Homeowners should beware of dealing with anyone other than the actual contractor or registered salesperson named on the license, Young said, and the bid and contract terms should always be in writing. The documents should include the contractor’s name, contact, and licensing information corresponding to the CSLB website.
Most home improvement contracts are required by law to include special consumer protection language, he added. “If a homeowner is hiring someone who doesn’t follow these rules, then it’s likely they are probably not dealing with a licensed and legitimate operator,” he said.
Said Lopes: “You want to have the contract. Some of these people, they’re good crafts people, but they’re not necessarily the best business people. A lot of times you get things scribbled on a notepad. You don’t have a contract that really protects both sides.”
Among other things, the contract should require written work orders for any changes.
4) Check on worker’s compensation
A contractor may have worker’s comp insurance for a few of his workers, but might show up with more workers.
Do not hesitate to check policy by calling the carrier and verifying all information.
In the event of an injury, and the contractor is unlicensed your homeowner;s policy may not help with a worker’s medical bill.
“It’s conceivable the (insurance) company could say that it’s not covered … (because) it was illegal for people to be out there on your property doing that job,” Lopes said.
Also make sure you understand the limits of your own homeowner’s policy.
“Always know what’s excluded,” said Nancy Kincaid, spokeswoman for state Insurance Commissioner Dave Jones. “People say you should read what’s covered. No, you should read what’s not covered.”
The same goes for umbrella policies, she said.
5) Hold on to your money
With the economy improving and more people regaining equity in their homes, spending on remodeling is expected to continue on an upswing this year.
Make sure you’re not overspending. Under California law, the downpayment should be no more than 10 percent or $1,000, whichever is less. Don’t succumb to demands to pay half the money up front.

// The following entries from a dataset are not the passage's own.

PR #7006, opened 2026-01-30
Add an API to remove a player's item cooldown

ItsMax123:
Currently, plugins cannot remove a player's server-side item cooldown. The only publicly available API is [`Player->resetItemCooldown(Item $item, ?int $ticks = null)`](https://github.com/pmmp/PocketMine-MP/blob/4bda8738834730bd0be194d0a488229aa89d6d0e/src/player/Player.php#L774), which intentionally only supports cooldown values greater than 0.

### API changes
- The following API methods have been added:
  - `public Player->removeItemCooldown(Item $item) : void` - removes the player's cooldown time for the given item

## Tests
This testing plugin removes the cooldown on ender pearls and goat horns after 10 and 40 ticks respectively.
Video: https://github.com/user-attachments/assets/0f716c52-1369-486b-8062-902f97504a24
```php
<?php

declare(strict_types=1);

namespace Max\Test;

use pocketmine\event\player\PlayerItemUseEvent;
use pocketmine\item\EnderPearl;
use pocketmine\item\GoatHorn;
use pocketmine\scheduler\ClosureTask;

class Test extends PluginBase implements Listener {
    public function onEnable(): void {
    }

    public function onItemUse(PlayerItemUseEvent $event): void {
        $item = $event->getItem();
        if ($item instanceof EnderPearl) {
            $delay = 10;
        } elseif ($item instanceof GoatHorn) {
            $delay = 40;
        } else {
            return;
        }
        $this->getScheduler()->scheduleDelayedTask(new ClosureTask(function() use ($player, $item) {
            $player->removeItemCooldown($item);
        }), $delay);
    }
}
```

### DIFF
--- a/src/player/Player.php
+++ b/src/player/Player.php
@@ -779,6 +779,16 @@ class Player extends Human implements CommandSender, ChunkListener, IPlayer, Nev
 		}
 	}
 
+	/**
+	 * Removes the player's cooldown time for the given item.
+	 */
+	public function removeItemCooldown(Item $item) : void{
+		if($this->hasItemCooldown($item)){
+			unset($this->usedItemsCooldown[$item->getCooldownTag() ?? $item->getStateId()]);
+			$this->getNetworkSession()->onItemCooldownChanged($item, 0);
+		}
+	}
+
 	protected function checkItemCooldowns() : void{
 		$serverTick = $this->server->getTick();
 		foreach($this->usedItemsCooldown as $itemId => $cooldownUntil){


ItsMax123:
Also, thoughts on adding a `PlayerItemCooldownStartEvent`? That way plugins can override an item's cooldown without having to do hacky workarounds.
I can add it to this PR or create a new one if you'd like.

dktapps:
Code looks OK but I don't know if this will actually work. Needs playtesting

ItsMax123:
Ok, I added tests to the original post.

kaxyum:
> Also, thoughts on adding a `PlayerItemCooldownStartEvent`? That way plugins can override an item's cooldown without having to do hacky workarounds. I can add it to this PR or create a new one if you'd like.

Any news about that ? I think it is a good idea

PR #7007, opened 2026-01-31
Absorption Hearts: fixed client health desync

TrixNEW:
Video Of DeSync:
https://github.com/user-attachments/assets/6fc65bfe-6d78-4186-8164-77e31da16d55

## Summary
Fix health/absorption desync on damage by routing attack damage through `damageWithAbsorption`

When a Living entity took damage, absorption was reduced via `MODIFIER_ABSORPTION` on the damage event and then health was subtracted using the already-reduced `getFinalDamage()`. This caused health and absorption to desync since they weren't being updated together.

This introduces a protected `applyDamage(float)` hook in Entity, extracted from the end of `attack()`. Living overrides it to route damage through `damageWithAbsorption`, which consumes absorption first and applies any remainder to health in a single pass.

`damageWithAbsorption` is also useful beyond combat. Any code path that reduces health while absorption is active (e.g. certain enchantment effects) can now use it directly to avoid the same class of desync bug.

`MODIFIER_ABSORPTION` has been removed from `applyDamageModifiers` and the corresponding absorption update in `applyPostDamageEffects`, as `damageWithAbsorption` now owns that logic entirely.

### With Fix:
https://github.com/user-attachments/assets/3f3bad04-8379-4de6-88d1-43d010785b49
https://github.com/user-attachments/assets/34068956-03e7-4571-8ada-7402a811aecf

### Without Fix:
https://github.com/user-attachments/assets/3f565170-c628-45bb-b2ed-53fe192d7db6
https://github.com/user-attachments/assets/2c54034e-af27-49d6-8541-f24764c1b529


TrixNEW:
LGTM (yo dylan can i get an unban on pocketmine cord plz i repent)

dktapps:
No

IvanCraft623:
This fix is too hacky and doesn't actually fix the real issue

TrixNEW:
How is it too hacky? Its legit checking if it should remove absorption hearts before normal hearts.

TrixNEW:
We're calling this a hack like the entirely of pocketmine arent filled with "hacky" code 😆

e991f665b7e62df5a54fdef19053a4e75117b89:
This is far too hacky - as a PocketMine-MP core contributor, I think we should reject this PR, and "TrixNEW" should be permanently banned from the Discord.

This could be handled in a much more elegant way, have you tried checking if it should remove absorption hearts before normal hearts?

LGT**N**M

dktapps:
Implementing absorption as a damage modifier may have been a mistake, but removing the modifier would be a BC break and therefore cannot be done on PM5.

The solutions I can see in PM5:
- Set the absorption damage modifier last, after every other pre-event modifier has been added - this may not fully fix the issue if plugins modify the modifiers
- Set the absorption modifier to the amount of absorption hearts, ignoring final damage - however this would result in the final damage being negative in some cases, so I'm not sure about that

Payments should be incremental and not get ahead of the work. The total should not be paid until the job is complete.
In the end, a state contractor’s license doesn’t guarantee that a project will come off without a hitch.
“It’s not a silver bullet,” Young said. “However, when a homeowner risks using an unlicensed operator, chances are the cheapest home improvement contractor available might turn out to be the most expensive in the long run.”